The new FDIC Supervisory Insights Winter 2010 newsletter addresses several issues of interest to bankers, including Trust Preferred Securities, Managing Agricultural Credit, and Senior Life Settlements. But there was also a section that analyzed the results of a survey that was conducted by FDIC examiners over the past year. The more than 2,100 responses are producing some interesting results, especially when correlated with other financial reports like call reports, but of particular interest to me were the findings examining how financial institutions are “responding to the recent period of economic and competitive challenges”. One of the trends identified in the survey results was how financial institutions are increasingly “…making use of third-party providers to offer new and innovative products”, and particularly, “how effectively bank safety-and-soundness and compliance risk management systems are keeping pace with these changes.”

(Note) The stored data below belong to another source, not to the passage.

PR #7774, opened 2024-03-27
layers: Semaphore cleanup

artem-lunarg:
Cleanup and refactor as follow-up to https://github.com/KhronosGroup/Vulkan-ValidationLayers/pull/7736

### DIFF
--- a/layers/state_tracker/semaphore_state.cpp
+++ b/layers/state_tracker/semaphore_state.cpp
@@ -20,16 +20,6 @@
 #include "state_tracker/queue_state.h"
 #include "state_tracker/state_tracker.h"
 
-vvl::Semaphore::TimePoint::TimePoint(OpType op_type, SubmissionReference &submit_ref)
-    : signal_ref(), completed(), waiter(completed.get_future()) {
-    if (op_type == kWait) {
-        wait_refs.emplace_back(submit_ref);
-    } else {
-        assert(op_type == kSignal);
-        signal_ref.emplace(submit_ref);
-    }
-}
-
 void vvl::Semaphore::TimePoint::Notify() const {
     if (signal_ref && signal_ref->queue) {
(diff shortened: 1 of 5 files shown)


layers/state_tracker/semaphore_state.cpp
```diff
@@ -20,44 +20,74 @@
...
-    SubmissionReference signal_ref(queue, queue_seq);
-    auto result = timeline_.emplace(payload, TimePoint(kSignal, signal_ref));
-    if (!result.second) {
-        // timeline semaphore wait before signal
-        result.first->second.signal_op.emplace(signal_ref);
-    }
+    // Check there is no existing signal, validation should enforce this
+    assert(timeline_.find(payload) == timeline_.end() || !timeline_.find(payload)->second.signal_submit.has_value());
+
+    timeline_[payload].signal_submit.emplace(signal_submit);
```
artem-lunarg, line 62: Here indexing operator does what we need: if entry does not exist then create it

layers/state_tracker/semaphore_state.cpp
```diff
@@ -20,44 +20,74 @@
...
 }
 
-void vvl::Semaphore::EnqueueWait(vvl::Queue *queue, uint64_t queue_seq, uint64_t &payload) {
+void vvl::Semaphore::EnqueueWait(const SubmissionReference &wait_submit, uint64_t &payload) {
     auto guard = WriteLock();
-    SubmissionReference wait_ref(queue, queue_seq);
     if (type == VK_SEMAPHORE_TYPE_BINARY) {
+        // Timeline can be empty for the binary wait operation if the semaphore was imported.
```
artem-lunarg, line 68: Corner case that's worth to have comment about

jeremyg-lunarg (approved):
LGTM

Issue #6172, opened 2023-07-20
False negative for reusing binary semaphore in different queue after usage of vkQueueWaitIdle


sewbro01-ARM:
**Describe the Issue**
Below is scenario where issue was found, but as far as I understand it should occur on every reuse of binary semaphore in different queue:

For example we have scenario with 2 queues and 7 semaphores:
First we are using **vkQueueSubmit()** three times, twice to queue[1], with multiple **VkSubmitInfo** that are using semaphores from 0 to 4
Then we are using **vkQueueWaitIdle()**  on both queues to ensure that all submitted operations to them will finish and all used binary semaphores that are being waited for should return to unsignaled state and be good to use again.  - https://registry.khronos.org/vulkan/specs/1.3-extensions/html/vkspec.html#synchronization-semaphores-waiting

The problem is when some time later we are again submiting to queues, this time once to queue[0] and once to queue[1] , and in **vkQueueSubmit()** to queue[0]  we are reusing semaphore[2]  which was previously used in queue[1] which give us VL error.
If we add new semaphore or intstead of queue[0] in second step we use queue[1], error disappears.
I also tried to use fences and  **vkWaitForFences()** but it didn't change anything.

As far as I understand, this is probably VL bug.
Thanks to usage of vkQueueWaitIdle() we are sure that semaphores that were being waited for are in unsignaled state, so basically "reset-ed" and are good for reuse, but VL seems to no respect it.

VL error and Vulkan specification clearly states:
```
VUID-vkQueueSubmit-pWaitSemaphores-00068
When a semaphore wait operation referring to a binary semaphore defined by any element of the pWaitSemaphores member of any element of pSubmits executes on queue, there must be no other queues waiting on the same semaphore
```
And the part "executes" is most important here, cause also thanks to vkQueueWaitIdle() we are sure that nothing executes after it on those queues so it should be valid to reuse semaphores in this scenario.

**Expected behavior**

VL not complaining about reuse of binary semaphore for pWaitSemaphores in different queue after usage of **vkQueueWaitIdle()** or **vkWaitForFences()** on queue that originally used it.

I believe that VL should "retire" for sure "waiting" binary semaphore and possibly also binary signaling ones with ensuring that their ratio is 1:1 as described in specification:
[...]

PR #7777, opened 2024-03-27
layers: Fix false-positive when reusing binary semaphore

artem-lunarg:
Closes https://github.com/KhronosGroup/Vulkan-ValidationLayers/issues/6172

The previous refactor clarified some terminology and helped with this fix. For example, `GetLastBinarySignalSubmission` was  renamed to `GetPendingBinarySignalSubmission`.  In the current code the `pending` operation usually refers to something that is still (or was recently) in the semaphore timeline (pending execution), and the `last` operation can refer either to the `pending` operation, if it exists, otherwise it's the last completed operation.

`LastOp()` is not a proper tool to implement `AnotherQueueWaits()` because we are interesting only in the pending operations. 

One direction of further code improvements is to review LastOp() usage. It's pretty complicated. Maybe it can be split into smaller scenarios similar to this fix.

### DIFF
--- a/layers/state_tracker/semaphore_state.cpp
+++ b/layers/state_tracker/semaphore_state.cpp
@@ -134,6 +134,26 @@ std::optional<vvl::SubmissionReference> vvl::Semaphore::GetPendingBinarySignalSu
     return signal_submit;
 }
 
+std::optional<vvl::SubmissionReference> vvl::Semaphore::GetPendingBinaryWaitSubmission() const {
+    assert(type == VK_SEMAPHORE_TYPE_BINARY);
+    auto guard = ReadLock();
+    if (timeline_.empty()) {
+        return {};
+    }
+    const auto &timepoint = timeline_.rbegin()->second;
+    assert(timepoint.wait_submits.empty() || timepoint.wait_submits.size() == 1);
+
+    // No waits
+    if (timepoint.wait_submits.empty()) {
+        return {};
+    }
+    // Skip waits that are not associated with a queue
+    if (timepoint.wait_submits[0].queue == nullptr) {
+        return {};
+    }
+    return timepoint.wait_submits[0];
+}
+
 vvl::Semaphore::SemOp vvl::Semaphore::Completed() const {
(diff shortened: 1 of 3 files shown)


layers/state_tracker/semaphore_state.cpp
```diff
@@ -134,6 +134,26 @@ std::optional<vvl::SubmissionReference> vvl::Semaphore::GetPendingBinarySignalSu
...
+        return {};
+    }
+    const auto &timepoint = timeline_.rbegin()->second;
+    assert(timepoint.wait_submits.empty() || timepoint.wait_submits.size() == 1);
+
+    // No waits
+    if (timepoint.wait_submits.empty()) {
+        return {};
+    }
+    // Skip waits that are not associated with a queue
```
jeremyg-lunarg, line 150: This happens from vkAcquireNextImageKHR(), right?

jeremyg-lunarg (approved):
LGTM

layers/state_tracker/semaphore_state.cpp
artem-lunarg: There are other places that do not happen on the queue (hosts command like WaitSemaphores and few special cases for signal). Image acquire does not use (null, 0) enqueueing scheme now, but a separate path, I think it should not be reported here, but did not check. That's also one direction I started to look at, to get off this special case of null queue to simplify things, image acquire is one attempt.

artem-lunarg: Hm.. vkWaitSemaphores is only for timeline semaphores. I'll check if we indeed need this.

artem-lunarg: `Semaphore::Export` is the only place that potentially can create wait with empty submit. If it becomes clear it's not possible then we can remove that check, for now will leave it here.

I also realized that I could probably use LastOp's pending parameter and filter without new helper function. I'd still like to try to decompose LastOp into simpler helpers. So will leave this for now and will make an attempt to categorize LastOp usages.

PR #7780, opened 2024-03-28
scripts: Use promoted SPIR-V names

spencer-lunarg:
Went through and made sure the promoted alias name for SPIR-V is used throughout the code

### DIFF
--- a/layers/gpu_validation/gpu_error_message.cpp
+++ b/layers/gpu_validation/gpu_error_message.cpp
@@ -57,45 +57,55 @@ static void GenerateStageMessage(const uint32_t *error_record, std::string &msg)
             strm << "Stage = Compute.  Global invocation ID (x, y, z) = (" << error_record[kHeaderInvocationIdXOffset] << ", "
                  << error_record[kHeaderInvocationIdYOffset] << ", " << error_record[kHeaderInvocationIdZOffset] << " )";
         } break;
-        case spv::ExecutionModelRayGenerationNV: {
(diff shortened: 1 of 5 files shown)


layers/gpu_validation/gpu_error_message.cpp
```diff
@@ -57,45 +57,55 @@ static void GenerateStageMessage(const uint32_t *error_record, std::string &msg)
...
                  << error_record[kHeaderRayTracingLaunchIdYOffset] << ", " << error_record[kHeaderRayTracingLaunchIdZOffset]
                  << "). ";
         } break;
-        case spv::ExecutionModelCallableNV: {
+        case spv::ExecutionModelCallableKHR: {
             strm << "Stage = Callable.  Global Launch ID (x,y,z) = (" << error_record[kHeaderRayTracingLaunchIdXOffset] << ", "
                  << error_record[kHeaderRayTracingLaunchIdYOffset] << ", " << error_record[kHeaderRayTracingLaunchIdZOffset]
                  << "). ";
         } break;
+        case spv::ExecutionModelTaskEXT: {
```
spencer-lunarg, line 90: note: common mistake, in Vulkan the `VK_SHADER_STAGE_MESH_BIT_NV`/`VK_SHADER_STAGE_MESH_BIT_EXT` are the same, but in SPIR-V the `ExecutionModel` is actually a different value

artem-lunarg (approved):

PR #7781, opened 2024-03-28
printf: Add proper vk_layer_settings support

spencer-lunarg:
Debug PrintF was using the old way to set its settings

Now it is hooked up with vk_layer_settings like everything else


jeremyg-lunarg (approved):
LGTM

Community financial institutions are no strangers to vendor management, particularly the importance of addressing privacy and security issues, but the article makes reference to the risk of Unfair or Deceptive Acts and Practices (UDAP). This is not a traditional risk category in and of itself, and may not be a consideration in your current vendor management program, but based on recent enforcement cases, maybe it should be. The article makes reference to FDIC guidance here, and the FFIEC provides additional guidance here and here, but none of the existing guidance specifically mentions the significant financial liabilities and increased reputation risk that can result from a lawsuit based on UDAP.
The conclusion states:
Overall, Survey results show that banks are responding to ongoing economic and competitive challenges in a variety of ways, for example, by tightening underwriting standards and making use of third-party service providers to offer new and innovative products. These operational changes can affect an individual institution’s risk profile and its ability to effectively manage the resulting consumer compliance risks. The analysis of data gathered through this Survey will continue to help the FDIC understand how effectively bank safety-and-soundness and compliance risk management systems are keeping pace with these changes.
I suggest you incorporate UDAP risk into your existing vendor management risk assessment by assuring that it is identified as one of the potential contributors to reputation risk (along with privacy and security breaches), and that the legal risks are assessed along with standard regulatory/compliance risks.